Tuesday, August 6, 2019

Black Bear

 Helen was raised on the farm the cabin is built on yet never saw a bear in the area. She left for university and it was not until we purchased land and built the cabin that she saw black bears. Other animals such as moose also moved into the area. There are elk as well, but we have still not seen them. The cabin occupied the territory of a bear, we refered to as the resident bear and we occassionally saw it a few hundred yards from the cabin, walking by the new screened in porch, once running down the lane after the dogs barked at it, a few days later swimming past the cabin in the slough to avoid the noisy dogs in their run. It never bothered us or the bird feeders and we leave no trash around. We also watched it chase young bears out of it's territory. But mostly we knew it was around by seeing scat on the lane. The last couple of years we have not seen it. Again this year we have not seen any sign of it, and the occasional young bears (the ears are bigger in proportion to the head) have wandered by unchallenged.
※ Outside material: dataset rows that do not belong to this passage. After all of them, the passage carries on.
PR #513, opened 2020-09-25
Set up CLI data tracking

### LINKED ISSUE #478: [8] Improve data tracking for Kelp CLI
This is dependent on the outcome from the Spike https://github.com/stellar/kelp/issues/477

Outcome is to use Amplitude

See this doc for details on what to track: https://docs.google.com/document/d/1R5hU7dSloQHZ0XNZkUrS0LPOr2gLVpteXq5NvR-Fy2k

Follow-on issues to be handled as separate tasks: https://github.com/stellar/kelp/issues/516

debnil:
**What/Why**
This PR sets up Amplitude events for setup, update, and delete events. This will help enable data tracking for Kelp. This closes #478.

### DIFF
--- a/cmd/trade.go
+++ b/cmd/trade.go
@@ -505,11 +505,11 @@ func runTradeCmd(options inputs) {
 	botConfig = convertDeprecatedBotConfigValues(l, botConfig)
 	l.Infof("Trading %s:%s for %s:%s\n", botConfig.AssetCodeA, botConfig.IssuerA, botConfig.AssetCodeB, botConfig.IssuerB)
 
-	// Fail if in release mode with undefined API key.
+	// TODO: Fail if in release mode with undefined API key.
 
 	userID := "12345" // TODO: Properly generate and save user ID.
 	httpClient := &http.Client{}
-	tracker, e := metrics.MakeMetricsTracker(
+	metricsTracker, e := metrics.MakeMetricsTracker(
 		userID,
 		amplitudeAPIKey,
 		httpClient,
@@ -528,7 +528,7 @@ func runTradeCmd(options inputs) {
 		logger.Fatal(l, fmt.Errorf("could not generate metrics tracker with error: %s", e))
 	}
 
-	e = tracker.SendStartupEvent()
+	e = metricsTracker.SendStartupEvent()
 	if e != nil {
 		logger.Fatal(l, fmt.Errorf("could not send startup event metric with error: %s", e))
 	}
@@ -649,7 +649,7 @@ func runTradeCmd(options inputs) {
 		options,
 		threadTracker,
 		db,
-		tracker,
+		metricsTracker,
 	)
 	fillTracker := makeFillTracker(
 		l,
@@ -663,7 +663,7 @@ func runTradeCmd(options inputs) {
 		db,
 		threadTracker,
 		botConfig.DbOverrideAccountID,
-		tracker,
+		metricsTracker,
 	)
 	bot := makeBot(
 		l,
@@ -678,7 +678,7 @@ func runTradeCmd(options inputs) {
 		fillTracker,
 		threadTracker,
 		options,
-		tracker,
+		metricsTracker,
 	)
 	// --- end initialization of objects ---
 	// --- start initialization of services ---
@@ -693,7 +693,7 @@ func runTradeCmd(options inputs) {
 				// we want to delete all the offers and exit here because we don't want the bot to run if monitoring isn't working
 				// if monitoring is desired but not working properly, we want the bot to be shut down and guarantee that there
 				// aren't outstanding offers.
-				deleteAllOffersAndExit(l, botConfig, client, sdex, exchangeShim, threadTracker, tracker)
+				deleteAllOffersAndExit(l, botConfig, client, sdex, exchangeShim, threadTracker, metricsTracker)
 			}
 		}()
 	}
@@ -705,7 +705,7 @@ func runTradeCmd(options inputs) {
 				l.Info("")
 				l.Errorf("problem encountered while running the fill tracker: %s", e)
 				// we want to delete all the offers and exit here because we don't want the bot to run if fill tracking isn't working
-				deleteAllOffersAndExit(l, botConfig, client, sdex, exchangeShim, threadTracker, tracker)
+				deleteAllOffersAndExit(l, botConfig, client, sdex, exchangeShim, threadTracker, metricsTracker)
 			}
 		}()
 	}
@@ -862,7 +862,7 @@ func deleteAllOffersAndExit(
 	sdex *plugins.SDEX,
 	exchangeShim api.ExchangeShim,
 	threadTracker *multithreading.ThreadTracker,
-	tracker *metrics.MetricsTracker,
+	metricsTracker *metrics.MetricsTracker,
 ) {
 	l.Info("")
 	l.Infof("waiting for all outstanding threads (%d) to finish before loading offers to be deleted...", threadTracker.NumActiveThreads())
@@ -898,11 +898,12 @@ func deleteAllOffersAndExit(
 			return
 		}
 
-		e = tracker.SendDeleteEvent(true)
-		if e != nil {
-			logger.Fatal(l, fmt.Errorf("could not send delete event metric with error: %s", e))
-			return
-		}
+		threadTracker.TriggerGoroutine(func(inputs []interface{}) {
+			e := metricsTracker.SendDeleteEvent(true)
+			if e != nil {
+				logger.Fatal(l, fmt.Errorf("could not send delete event metric with error: %s", e))
+			}
+		}, nil)
 
 		for {
 			sleepSeconds := 10
--- a/cmd/trade.go
+++ b/cmd/trade.go
@@ -505,6 +505,8 @@ func runTradeCmd(options inputs) {
 	botConfig = convertDeprecatedBotConfigValues(l, botConfig)
 	l.Infof("Trading %s:%s for %s:%s\n", botConfig.AssetCodeA, botConfig.IssuerA, botConfig.AssetCodeB, botConfig.IssuerB)
 
+	// Fail if in release mode with undefined API key.
+
 	userID := "12345" // TODO: Properly generate and save user ID.
 	httpClient := &http.Client{}
 	tracker, e := metrics.MakeMetricsTracker(
--- a/cmd/trade.go
+++ b/cmd/trade.go
@@ -333,7 +333,7 @@ func makeStrategy(
 	options inputs,
 	threadTracker *multithreading.ThreadTracker,
 	db *sql.DB,
-	tracker *metrics.Tracker,
+	tracker *metrics.MetricsTracker,
 ) api.Strategy {
 	// setting the temp hack variables for the sdex price feeds
 	e := plugins.SetPrivateSdexHack(client, plugins.MakeIEIF(true), network)
@@ -382,7 +382,7 @@ func makeBot(
 	fillTracker api.FillTracker,
 	threadTracker *multithreading.ThreadTracker,
 	options inputs,
-	metricsTracker *metrics.Tracker,
+	metricsTracker *metrics.MetricsTracker,
 ) *trader.Trader {
 	timeController := plugins.MakeIntervalTimeController(
 		time.Duration(botConfig.TickIntervalSeconds)*time.Second,
@@ -505,19 +505,30 @@ func runTradeCmd(options inputs) {
 	botConfig = convertDeprecatedBotConfigValues(l, botConfig)
 	l.Infof("Trading %s:%s for %s:%s\n", botConfig.AssetCodeA, botConfig.IssuerA, botConfig.AssetCodeB, botConfig.IssuerB)
 
-	tracker := metrics.MakeMetricsTracker(
+	userID := "12345" // TODO: Properly generate and save user ID.
+	httpClient := &http.Client{}
+	tracker, e := metrics.MakeMetricsTracker(
+		userID,
+		amplitudeAPIKey,
+		httpClient,
+		start,
 		version,
 		runtime.GOOS,
-		*options.ui,
+		runtime.GOARCH,
+		"", // TODO: Determine how to get GOARM.
+		guiVersion,
 		*options.strategy,
-		float64(botConfig.TickIntervalSeconds),
+		botConfig.TickIntervalSeconds,
 		botConfig.TradingExchange,
-		fmt.Sprintf("%s:%s/%s:%s", botConfig.AssetCodeA, botConfig.IssuerA, botConfig.AssetCodeB, botConfig.IssuerB),
+		botConfig.TradingPair(),
 	)
-
-	e := tracker.SendStartupEvent(l)
 	if e != nil {
-		l.Info("could not send amplitude event")
+		logger.Fatal(l, fmt.Errorf("could not generate metrics tracker with error: %s", e))
+	}
+
+	e = tracker.SendStartupEvent()
+	if e != nil {
+		logger.Fatal(l, fmt.Errorf("could not send startup event metric with error: %s", e))
 	}
 
 	// --- start initialization of objects ----
@@ -754,7 +765,7 @@ func makeFillTracker(
 	db *sql.DB,
 	threadTracker *multithreading.ThreadTracker,
 	accountID string,
-	metricsTracker *metrics.Tracker,
+	metricsTracker *metrics.MetricsTracker,
 ) api.FillTracker {
 	strategyFillHandlers, e := strategy.GetFillHandlers()
 	if e != nil {
@@ -849,7 +860,7 @@ func deleteAllOffersAndExit(
 	sdex *plugins.SDEX,
 	exchangeShim api.ExchangeShim,
 	threadTracker *multithreading.ThreadTracker,
-	tracker *metrics.Tracker,
+	tracker *metrics.MetricsTracker,
 ) {
 	l.Info("")
 	l.Infof("waiting for all outstanding threads (%d) to finish before loading offers to be deleted...", threadTracker.NumActiveThreads())
@@ -885,9 +896,9 @@ func deleteAllOffersAndExit(
 			return
 		}
 
-		e = tracker.SendDeleteEvent(l, true)
+		e = tracker.SendDeleteEvent(true)
 		if e != nil {
-			l.Info(fmt.Sprintf("Sending deletion data event failed with error: %v\n", e))
+			logger.Fatal(l, fmt.Errorf("could not send delete event metric with error: %s", e))
 			return
 		}
 
@@ -915,12 +926,15 @@ func setLogFile(l logger.Logger, filename string) {
 	defer logPanic(l, false)
 }
 
+var start time.Time
+
 func makeLogFilename(logPrefix string, botConfig trader.BotConfig) string {
-	t := time.Now().Format("20060102T150405MST")
+	start = time.Now()
+	startStr := start.Format("20060102T150405MST")
 	if botConfig.IsTradingSdex() {
-		return fmt.Sprintf("%s_%s_%s_%s_%s_%s.log", logPrefix, botConfig.AssetCodeA, botConfig.IssuerA, botConfig.AssetCodeB, botConfig.IssuerB, t)
+		return fmt.Sprintf("%s_%s_%s_%s_%s_%s.log", logPrefix, botConfig.AssetCodeA, botConfig.IssuerA, botConfig.AssetCodeB, botConfig.IssuerB, startStr)
 	}
-	return fmt.Sprintf("%s_%s_%s_%s.log", logPrefix, botConfig.AssetCodeA, botConfig.AssetCodeB, t)
+	return fmt.Sprintf("%s_%s_%s_%s.log", logPrefix, botConfig.AssetCodeA, botConfig.AssetCodeB, startStr)
 }
 
 func parseValueFeed(valueFeed string) (api.PriceFeed, error) {
--- a/cmd/trade.go
+++ b/cmd/trade.go
@@ -199,7 +199,7 @@ func makeFeeFn(l logger.Logger, botConfig trader.BotConfig, newClient *horizoncl
 	return feeFn
 }
 
-func readBotConfig(l logger.Logger, options inputs) trader.BotConfig {
+func readBotConfig(l logger.Logger, options inputs, botStart time.Time) trader.BotConfig {
 	var botConfig trader.BotConfig
 	e := config.Read(*options.botConfigPath, &botConfig)
 	utils.CheckConfigError(botConfig, e, *options.botConfigPath)
@@ -209,7 +209,7 @@ func readBotConfig(l logger.Logger, options inputs) trader.BotConfig {
 	}
 
 	if *options.logPrefix != "" {
-		logFilename := makeLogFilename(*options.logPrefix, botConfig)
+		logFilename := makeLogFilename(*options.logPrefix, botConfig, botStart)
 		setLogFile(l, logFilename)
 	}
 
@@ -501,36 +501,42 @@ func convertDeprecatedBotConfigValues(l logger.Logger, botConfig trader.BotConfi
 
 func runTradeCmd(options inputs) {
 	l := logger.MakeBasicLogger()
-	botConfig := readBotConfig(l, options)
+	botStart := time.Now()
+	botConfig := readBotConfig(l, options, botStart)
 	botConfig = convertDeprecatedBotConfigValues(l, botConfig)
 	l.Infof("Trading %s:%s for %s:%s\n", botConfig.AssetCodeA, botConfig.IssuerA, botConfig.AssetCodeB, botConfig.IssuerB)
 
-	// TODO: Fail if in release mode with undefined API key.
+	// TODO DS Fail if in release mode with undefined API key.
 
-	userID := "12345" // TODO: Properly generate and save user ID.
+	userID := "-1" // TODO DS Properly generate and save user ID.
 	httpClient := &http.Client{}
+	var guiVersionFlag string
+	if *options.ui {
+		guiVersionFlag = guiVersion
+	}
+
 	metricsTracker, e := metrics.MakeMetricsTracker(
 		userID,
 		amplitudeAPIKey,
 		httpClient,
-		start,
+		botStart,
 		version,
 		runtime.GOOS,
 		runtime.GOARCH,
-		"", // TODO: Determine how to get GOARM.
-		guiVersion,
+		"", // TODO DS Determine how to get GOARM.
+		guiVersionFlag,
 		*options.strategy,
 		botConfig.TickIntervalSeconds,
 		botConfig.TradingExchange,
 		botConfig.TradingPair(),
 	)
 	if e != nil {
-		logger.Fatal(l, fmt.Errorf("could not generate metrics tracker with error: %s", e))
+		logger.Fatal(l, fmt.Errorf("could not generate metrics tracker: %s", e))
 	}
 
 	e = metricsTracker.SendStartupEvent()
 	if e != nil {
-		logger.Fatal(l, fmt.Errorf("could not send startup event metric with error: %s", e))
+		logger.Fatal(l, fmt.Errorf("could not send startup event metric: %s", e))
 	}
 
 	// --- start initialization of objects ----
@@ -864,6 +870,14 @@ func deleteAllOffersAndExit(
 	threadTracker *multithreading.ThreadTracker,
 	metricsTracker *metrics.MetricsTracker,
 ) {
+	// synchronous event to guarantee execution. we want to know whenever we enter the delete all offers logic. this function
+	// waits for all threads to be synchronous, which is equivalent to sending synchronously. we use
+	e := metricsTracker.SendDeleteEvent(true)
+	if e != nil {
+		// We don't want to crash upon failure, so offers will be deleted regardless of metric send.
+		l.Infof("could not send delete event metric: %s", e)
+	}
+
 	l.Info("")
 	l.Infof("waiting for all outstanding threads (%d) to finish before loading offers to be deleted...", threadTracker.NumActiveThreads())
 	threadTracker.Stop(multithreading.StopModeError)
@@ -898,13 +912,6 @@ func deleteAllOffersAndExit(
 			return
 		}
 
-		threadTracker.TriggerGoroutine(func(inputs []interface{}) {
-			e := metricsTracker.SendDeleteEvent(true)
-			if e != nil {
-				logger.Fatal(l, fmt.Errorf("could not send delete event metric with error: %s", e))
-			}
-		}, nil)
-
 		for {
 			sleepSeconds := 10
 			l.Infof("sleeping for %d seconds until our deletion is confirmed and we exit...(should never reach this line since we submit delete ops synchronously)\n", sleepSeconds)
@@ -929,15 +936,12 @@ func setLogFile(l logger.Logger, filename string) {
 	defer logPanic(l, false)
 }
 
-var start time.Time
-
-func makeLogFilename(logPrefix string, botConfig trader.BotConfig) string {
-	start = time.Now()
-	startStr := start.Format("20060102T150405MST")
+func makeLogFilename(logPrefix string, botConfig trader.BotConfig, botStart time.Time) string {
+	botStartStr := botStart.Format("20060102T150405MST")
 	if botConfig.IsTradingSdex() {
-		return fmt.Sprintf("%s_%s_%s_%s_%s_%s.log", logPrefix, botConfig.AssetCodeA, botConfig.IssuerA, botConfig.AssetCodeB, botConfig.IssuerB, startStr)
+		return fmt.Sprintf("%s_%s_%s_%s_%s_%s.log", logPrefix, botConfig.AssetCodeA, botConfig.IssuerA, botConfig.AssetCodeB, botConfig.IssuerB, botStartStr)
 	}
-	return fmt.Sprintf("%s_%s_%s_%s.log", logPrefix, botConfig.AssetCodeA, botConfig.AssetCodeB, startStr)
+	return fmt.Sprintf("%s_%s_%s_%s.log", logPrefix, botConfig.AssetCodeA, botConfig.AssetCodeB, botStartStr)
 }
 
 func parseValueFeed(valueFeed string) (api.PriceFeed, error) {
--- a/cmd/trade.go
+++ b/cmd/trade.go
@@ -7,6 +7,7 @@ import (
 	"log"
 	"net/http"
 	"os"
+	"runtime"
 	"runtime/debug"
 	"strings"
 	"time"
@@ -23,6 +24,7 @@ import (
 	"github.com/stellar/kelp/plugins"
 	"github.com/stellar/kelp/support/database"
 	"github.com/stellar/kelp/support/logger"
+	"github.com/stellar/kelp/support/metrics"
 	"github.com/stellar/kelp/support/monitoring"
 	"github.com/stellar/kelp/support/networking"
 	"github.com/stellar/kelp/support/prefs"
@@ -331,6 +333,7 @@ func makeStrategy(
 	options inputs,
 	threadTracker *multithreading.ThreadTracker,
 	db *sql.DB,
+	tracker *metrics.Tracker,
 ) api.Strategy {
 	// setting the temp hack variables for the sdex price feeds
 	e := plugins.SetPrivateSdexHack(client, plugins.MakeIEIF(true), network)
@@ -338,7 +341,7 @@ func makeStrategy(
 		l.Info("")
 		l.Errorf("%s", e)
 		// we want to delete all the offers and exit here since there is something wrong with our setup
-		deleteAllOffersAndExit(l, botConfig, client, sdex, exchangeShim, threadTracker)
+		deleteAllOffersAndExit(l, botConfig, client, sdex, exchangeShim, threadTracker, tracker)
 	}
 
 	strategy, e := plugins.MakeStrategy(
@@ -361,7 +364,7 @@ func makeStrategy(
 		l.Info("")
 		l.Errorf("%s", e)
 		// we want to delete all the offers and exit here since there is something wrong with our setup
-		deleteAllOffersAndExit(l, botConfig, client, sdex, exchangeShim, threadTracker)
+		deleteAllOffersAndExit(l, botConfig, client, sdex, exchangeShim, threadTracker, tracker)
 	}
 	return strategy
 }
@@ -379,6 +382,7 @@ func makeBot(
 	fillTracker api.FillTracker,
 	threadTracker *multithreading.ThreadTracker,
 	options inputs,
+	metricsTracker *metrics.Tracker,
 ) *trader.Trader {
 	timeController := plugins.MakeIntervalTimeController(
 		time.Duration(botConfig.TickIntervalSeconds)*time.Second,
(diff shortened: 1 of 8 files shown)


debnil:
**Known Limitations**
There are several known limitations that I need to figure out, hence this is a draft PR.

1. How do I read in the Amplitude API key from the environment? Currently, this doesn't work unless I hardcode the Amplitude API key in `support/metricsTracker.go` when I define `amplitudeAPIKey`. I can't read it from the environment defined in `scripts/build.sh`. Additionally, if I define the `AMPLITUDE_API_KEY` env var locally, I cannot read this variable through `echo AMPLITUDE_API_KEY` in `scripts/build.sh`. @nikhilsaraf I feel like you have a vision for how to do this in Kelp, so let me know.
2. How do I test the deletion event? I can successfully test the startup and update events by running `kelp trade` with any example strategy. What command should I run to confirm that the deletion event works?
3. Is there a `deleteOffers` function? I'm calling the Amplitude event within `deleteOffersAndExit`, but I can't find a comparable function for `deleteOffers`.

support/metrics/metricsTracker.go
```diff
@@ -0,0 +1,165 @@
...
+
+	defer resp.Body.Close()
+
+	body, e := ioutil.ReadAll(resp.Body)
+	if e != nil {
+		l.Info("could not read response body")
+		return e
+	}
+
+	l.Info(fmt.Sprintf("Successfully sent startup event with response %v\n", string(body)))
```
nikhilsaraf, line 163: we don't want to log the response since we don't really care about it. What we care about is the event we sent. This not always the startup event, so we should log the `eventName`

cmd/trade.go
```diff
@@ -331,14 +333,15 @@ func makeStrategy(
 	options inputs,
 	threadTracker *multithreading.ThreadTracker,
 	db *sql.DB,
+	tracker *metrics.Tracker,
```
nikhilsaraf, line 336: let's call this `metricsTracker` since this is our third type of tracker in the codebase

cmd/trade.go
```diff
@@ -500,6 +505,21 @@ func runTradeCmd(options inputs) {
 	botConfig = convertDeprecatedBotConfigValues(l, botConfig)
 	l.Infof("Trading %s:%s for %s:%s\n", botConfig.AssetCodeA, botConfig.IssuerA, botConfig.AssetCodeB, botConfig.IssuerB)
 
+	tracker := metrics.MakeMetricsTracker(
+		version,
+		runtime.GOOS,
+		*options.ui,
```
nikhilsaraf, line 511: since we've changed the logic for `ui` (see comment in metricsTracker) we should pass the `guiVersion` if `*options.ui` is enabled

cmd/trade.go
```diff
@@ -500,6 +505,21 @@ func runTradeCmd(options inputs) {
...
+		*options.strategy,
+		float64(botConfig.TickIntervalSeconds),
```
nikhilsaraf, line 513: should be an integer

cmd/trade.go
```diff
@@ -500,6 +505,21 @@ func runTradeCmd(options inputs) {
...
+		botConfig.TradingExchange,
+		fmt.Sprintf("%s:%s/%s:%s", botConfig.AssetCodeA, botConfig.IssuerA, botConfig.AssetCodeB, botConfig.IssuerB),
```
nikhilsaraf, line 515: this tradingPair is not correct. if `botConfig.IsTradingSdex()` then this is correct, else it's just `codeA/codeB` (i.e. no issuers).

not sure if this logic is specified elsewhere in the codebase (probably is) but if you can't find it then it's ok to put this in a separate function on `botConfig` struct so we can reuse it later

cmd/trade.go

Most days we take the dogs down the hill thru the trees and then across the hay field to the gate for their walk. I do carry bear spray and an air horn. A few days ago Ralph was haying. That evening he and Pam came for supper and he mentioned a bear had been after ants among the logs on either side of the gate. It always amazes me that such large animals live (in part) on tiny berries and insects

As always when I see the evidence of animals moving largely unseen either thru our cities or thru our lives even here in the country, I think of Stafford's poem.

"Cocked in that land tactile as leaves
wild things wait crouched in those valleys
west of your city outside your lives
in the ultimate wind, the whole land's wave. 
Come west and see; touch these leaves."